NWM Point Data Loading#

Each river reach in the National Water Model is represented as a point, therefore output variables such as streamflow and velocity correspond to a single river reach via the feature_id.

This notebook demonstrates the use of TEEHR to fetch operational NWM streamflow forecasts from Google Cloud Storage (GCS) and load them into the TEEHR data model as parquet files.

TEEHR makes use of Dask when it can to parallelize data fetching and improve performance.

The steps are fairly straightforward:

  • Import the TEEHR point loading module and other necessary libraries.

  • Specify input variables such a NWM version, forecast configuration, start date, etc.

  • Call the function to fetch and format the data.

# Import the required packages.
import os

import teehr.loading.nwm.nwm_points as tlp

from pathlib import Path
from dask.distributed import Client

Specify input variables#

Now we can define the variables that determining what NWM data to fetch, the NWM version, the source, how it should be processed, and the time span.

CONFIGURATION = "short_range"  # analysis_assim, short_range, analysis_assim_hawaii, medium_range_mem1
OUTPUT_TYPE = "channel_rt"
VARIABLE_NAME = "streamflow"
T_MINUS = [0, 1, 2]  # Only used if an assimilation run is selected

NWM_VERSION = "nwm22"  # Currently accepts "nwm22" or "nwm30"
                       # Use "nwm22" for dates prior to 09-19-2023

DATA_SOURCE = "GCS"    # Specifies the remote location from which to fetch the data
                       # ("GCS", "NOMADS", "DSTOR")

KERCHUNK_METHOD = "auto"  # When data_source = "GCS", specifies the preference in creating Kerchunk reference json files.
                          # "local" - always create new json files from netcdf files in GCS and save locally, if they do not already exist
                          # "remote" - read the CIROH pre-generated jsons from s3, ignoring any that are unavailable
                          # "auto" - read the CIROH pre-generated jsons from s3, and create any that are unavailable, storing locally

PROCESS_BY_Z_HOUR = True  # If True, NWM files will be processed by z-hour per day.
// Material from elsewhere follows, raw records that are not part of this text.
PR #1003, opened 2022-07-21
[EasySecurity] Add deprecation for SecurityContextInterface autowiring usage

BOB41K1987:
- Add deprecation for SecurityContextInterface autowiring usage

| Q             | A
| ------------- | ---
| Bug fix?      | no
| New feature?  | no
| BC breaks?    | no
| Deprecations? | yes
| Tests pass?   | yes

### DIFF
--- a/packages/EasySecurity/src/Bridge/Symfony/DependencyInjection/Compiler/RegisterSecurityContextPass.php
+++ b/packages/EasySecurity/src/Bridge/Symfony/DependencyInjection/Compiler/RegisterSecurityContextPass.php
@@ -39,7 +39,8 @@ final class RegisterSecurityContextPass implements CompilerPassInterface
             ->setDeprecated(
                 'eonx-com/easy-security',
                 '4.1.37',
-                'The "%service_id%" service autowiring is deprecated and will be removed in 5.0. Use SecurityContextResolverInterface::resolveContext instead.'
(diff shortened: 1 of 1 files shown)


natepage:
@BOB41K1987 thanks for that, could we please also add a CompilerPass to the Symfony bridge to detect any service having a dependency directly on the security context and trigger a deprecation for those? Thanks

roman-eonx:
> @BOB41K1987 thanks for that, could we please also add a CompilerPass to the Symfony bridge to detect any service having a dependency directly on the security context and trigger a deprecation for those? Thanks

@natepage actually, this was just a PoC. And we've found an issue with this approach: when we get the SecurityContext service directly from the container in tests (to arrange some test data), we trigger this deprecation notice. So, probably we will revise the current solution.

roman-eonx:
> > @BOB41K1987 thanks for that, could we please also add a CompilerPass to the Symfony bridge to detect any service having a dependency directly on the security context and trigger a deprecation for those? Thanks
> 
> @natepage actually, this was just a PoC. And we've found an issue with this approach: when we get the SecurityContext service directly from the container in tests (to arrange some test data), we trigger this deprecation notice. So, probably we will revise the current solution.

@natepage alright, we've found a way to work around this. Everything is ok now, we can merge this PR.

If False, files will be
                          # processed in chunks (defined by STEPSIZE). This can help if you want to read many reaches
                          # at once (all ~2.7 million for medium range for example).

STEPSIZE = 100  # Only used if PROCESS_BY_Z_HOUR = False. Controls how many files are processed in memory at once
                # Higher values can increase performance at the expense on memory  (default value: 100)

IGNORE_MISSING_FILE = True  # If True, the missing file(s) will be skipped and the process will resume
                            # If False, TEEHR will fail if a missing NWM file is encountered

OVERWRITE_OUTPUT = True  # If True, existing output files will be overwritten
                         # If False (default), existing files are retained

START_DATE = "2023-03-18"
INGEST_DAYS = 1

OUTPUT_ROOT = Path(Path().home(), "temp")
JSON_DIR = Path(OUTPUT_ROOT, "zarr", CONFIGURATION)
OUTPUT_DIR = Path(OUTPUT_ROOT, "timeseries", CONFIGURATION)

# For this simple example, we'll get data for 10 NWM reaches that coincide with USGS gauges
LOCATION_IDS = [7086109,  7040481,  7053819,  7111205,  7110249, 14299781, 14251875, 14267476,  7152082, 14828145]

Start a local dask cluster#

TEEHR takes advantage of Dask under the hood, so starting a local Dask cluster will improve performance.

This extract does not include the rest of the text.